What is the Year of Global Citizenship?

The students, faculty and staff involved in planning the Year of Global Citizenship (YGC) have held off on defining this term too precisely – indeed, much of the programming at the start of the year will address the question, “what is global citizenship?” Still, we needed a provisional definition, open to revision, to guide our efforts. Provisionally then: Global citizenship is the recognition that acts we engage in, at any level (as individuals, as governments, or anything in between), may impact people in other parts of our common world. Therefore, beyond self-interest, the effects of one’s actions on the rest of humanity, and on the planet itself, deserve to be taken into account. To this extent, global citizenship has a strong educational component as it promotes a responsibility to learn about the situation of others, especially of those who seem distant or unlike us.
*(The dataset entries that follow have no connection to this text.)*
PR #1788, opened 2026-08-24
chore(ci): refresh workflow execution manifest

benyhh:
## Summary
- regenerate the workflow execution graph manifest through the canonical generator
- record the current digests for three workflows and four uncapped-run steps
- unblock the source-contract dependency-install guard on current `main`

## Verification
- `bun install --frozen-lockfile --ignore-scripts`
- `bun run check:workflow-graph`
- `bun test scripts/workflow-execution-graph.test.ts`
- `bun run format:check`
- `bun scripts/workflow-execution-graph.ts --git-tree 'HEAD^{tree}'`\n- `git diff --check`

PR #1790, opened 2026-08-24
fix(ci): refresh workflow execution graph

benyhh:
## Summary
- refresh the committed execution graph after the workflow changes merged in #1661
- restore the source/type contract gate on current main and downstream PRs

## Verification
- bun run workflow-graph:refresh
- bun run check:workflow-graph
- bun test ./scripts/workflow-execution-graph.test.ts (29 pass)
- git diff --check


benyhh:
Closing as a duplicate of #1788. Independent review confirmed current main has the identical tree and manifest blob, so this PR has no remaining delta.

Global citizenship raises the possibility of new allegiances, in addition to what is owed to family, community and country.

As passionate and engaged Furman University undergraduate students, we recognize the need for a globally conscious education to accommodate our increasingly globalized world. We find ourselves within a growing number who feel personally convicted by justice issues, locally and internationally, and who refuse passive participation.
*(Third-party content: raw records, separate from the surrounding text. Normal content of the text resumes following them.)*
PR #1791, opened 2026-08-24
fix(web): restore the session creator monogram on root rail rows

benyhh:
## What

Restores the session creator monogram to the rail, on **root rows only**.

`apps/web/src/lib/creator-initials.ts` (`creatorInitials`, `creatorHue`) and its unit tests survived the chrome redesign, but the chip itself was dropped when the rail row body moved into `session-row-content.tsx` - the helpers had no caller left anywhere in the rail. This puts the chip back inside `RailTrailingMetadata`, before the status dot, at the exact prior visual: `size-4` round chip, `text-[8px] font-semibold leading-none text-white/90`, `background: oklch(0.45 0.11 <creatorHue(subjectId)>)`, `title` = the creator label.

## Root rows only

A spawned session inherits its parent's creator, so repeating the same monogram down every nested row is noise, and it costs title width on exactly the rows that have the least of it.

The predicate is `railRowCreator(session)` = `session.parentSessionId === null`, not the row's render `depth`. `parentSessionId` is the session's own lineage fact; `depth` is a placement artifact. Concretely, a collapsed channel section renders the *selected* session at `depth: 0` (`session-list.tsx`, `visibleRows`) even when that session is nested several levels down, so `depth === 0` would show a chip on a child row.

`SessionRow` is the single row renderer for every rail section (pins, channel sections, projects, browse forest, archive) and `SessionList` backs both the desktop rail and the mobile drawer, so one predicate at one call site covers every place root rows are listed.

### Flat projections say so

Search results and browse groupings are flat by design - a partial match set is not a tree, and a browse bucket is a list - so every row in them *is* top-level and must claim so, or a child renders chip-less beside chipped roots in a list where its parent is nowhere on screen.

`session-list.tsx` already normalized `parentSessionId` to `null` for `buildPinnedRailSections`, but passed the raw rows to `groupSessionsForBrowse`, so "Group by → Created/Creator" showed a ragged chip column. Both flat consumers now read one `projectRailSessions(browseSessions, hierarchyMode)` projection, which also removes the duplicated inline `map`.

## Layout

No fixed-width reservation and no placeholder for an absent chip. The title column stays `min-w-0 flex-1` and the metadata block stays `shrink-0`, so a row *without* a monogram keeps exactly today's title width and a row *with* one truncates correspondingly earlier.

One behavior change in `RailTrailingMetadata`: the chip is now its own reason to render the block. Previously it returned `null` when there was no schedule icon, status marker, or relative time; a mobile root row hits exactly that case and must still show who started the workstream.

The chip leads the block rather than sitting between the waiting duration and the dot, so a needs-attention root reads `BN 10h ● 3h` and not `10h BN ● 3h` - the waiting text and the dot are one status cluster (they share a `title`) and should not be split.

## Accessibility

The chip is `aria-hidden` with its `title` tooltip. The announcement lives in the row's **accessible name**: the row's `<Link>` carries an `aria-label`, and `aria-label` replaces name-from-content, so anything inside the link - the chip, and the pre-existing `sr-only` state line - is inert for what a screen reader actually says.

That name is now built by one exported `sessionRowAccessibleName` helper, which appends `. Created by <label>` gated on the same facts that decide whether the chip renders, so a row never announces a creator it does not show. The `sr-only` span is left exactly as it was on `main` rather than becoming a second, silently inert source of the same fact.

## Mobile

The monogram **is** shown on mobile. The trailing metadata block still renders there (schedule icon, status dot); mobile only moves the relative time down into the stacked sub-line, which leaves that block nearly empty. A 16px chip fits a 48px row comfortably, costs no vertical space, and "who owns this workstream" is if anything more useful on a narrow screen. Suppressing it would mean a mobile-only branch for no benefit.

## `priority.tsx`

The "For you" feed had its own copy of the same chip markup (`aria-hidden` + `title` + the same `oklch` expression, at `size-4.5`). Both call sites now use one shared `CreatorMonogram`; `priority.tsx` passes `className="size-4.5"` and tailwind-merge resolves that over the component's default `size-4`, so its rendering is unchanged. That leaves exactly one implementation of the chip in the tree.

The now-dead copy the redesign left behind in `session-list.tsx` is already gone from current `main` - nothing to remove there.

## Tests

New `apps/web/src/components/rail/session-row-creator-monogram.test.tsx` (20 tests, happy-dom):

- root row renders the chip with the right initials, hue, `aria-hidden`, and label in `title`; label falls back to the subject id
- creator-only metadata block renders when the row has nothing else
- no chip element for a child row, a service creator, or `unattributed-legacy`, and the block holds exactly two children in each case
- **frozen** exact `className` on the metadata container. This replaces an earlier tautological `creator={undefined}` vs `creator={null}` comparison, which was the same code path and could not fail. Verified enforceable by adding `pl-1` to the container: the test fails with the exact diff, then passes again once reverted.
- chip ordering against a needs-attention row: `["BN", "10h", "", "3h"]`
- `sessionRowAccessibleName` announces the creator for a root row, omits it for a child row and for service / legacy creators, and keeps pinned + spawned facts ahead of it
- `sr-only` state line unchanged for root, child, and service rows
- title column stays `min-w-0 flex-1` and metadata stays `shrink-0` with and without a chip
- mobile row keeps the chip

Plus `railRowCreator`, `creatorLabel`, and `creatorAnnouncement` units in `sessions-group-channels.test.ts`, and a flat-projection block in `session-browse.test.ts` covering `projectRailSessions` (lineage preserved in hierarchy mode, flattened otherwise without mutating the source rows) and both flat consumers agreeing that every row is top-level.

Results: `bun run typecheck` clean across all projects; `apps/web` 947 pass / 0 fail; `bun run check:public-hygiene` and `bun run check:docs-refs` pass; oxfmt + `oxlint --deny-warnings` clean on `apps/web/src`.

## Bundle

`bun run --cwd apps/web build` passes with the budget untouched.

`main` has advanced past this branch's base (#1785 raised the direct-session envelopes to 2,163,712 raw / 605,184 gzip / 24 files). Compatibility verified **without source mutation**, by building a throwaway merge of this frozen head into current `main` on macOS/arm64:

| graph | merged with current main | envelope |
| --- | --- | --- |
| `directSessionRaw` | 2,163,091 | 2,163,712 |
| `directSessionGzip` | 603,176 | 605,184 |
| `directSessionFiles` | 24 | 24 |

Inside every envelope with 621 raw bytes of headroom, so no budget line moves and `scripts/check-web-bundle-budget.ts` is not touched. That merged tree also passes `bun run typecheck` and the full `apps/web` suite (952 pass / 0 fail). No files in this change overlap what `main` touched.

`apps/web` is in the changeset `ignore` list, so no changeset.


benyhh:
Reopening to re-run CI against the repaired `main` (`29829c4f`). No source change.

In a culture where detachment and individualism can outweigh social responsibility, we have collectively worked to imagine a highly visible and participatory program able to engage other students in global issues. This program aims to encourage critical evaluation and responsible citizenship in a globalized world.

Moreover, we have found echoes of this initiative in some of Furman’s literature about its heritage and purpose as an institution, in the following lines:

    “Furman recognizes its responsibility both in and outside of the classroom to encourage students and faculty to confront the problems of contemporary society and to exercise moral judgment in the use of knowledge. To this end, Furman fosters a sense of social justice and encourages civic responsibility in creating a fair and equitable order. The Latin motto of the university, Christo et Doctrinae (for Christ and Learning) underlines the interrelationship of faith and learning. The university is committed to the education of the whole person.”

Understanding that Furman students will go on to be leaders in their communities, we find that graduating students bearing a consideration of the rights and responsibilities of global citizens suits our university's mission. Following a liberal arts vision, we need chemists who consider philosophy and ethicists with knowledge of neuroscience, religion majors considering the implications of genetic engineering robotics and computer scientists considering epidemiology. The Year of Global Citizenship shall be a step in this direction.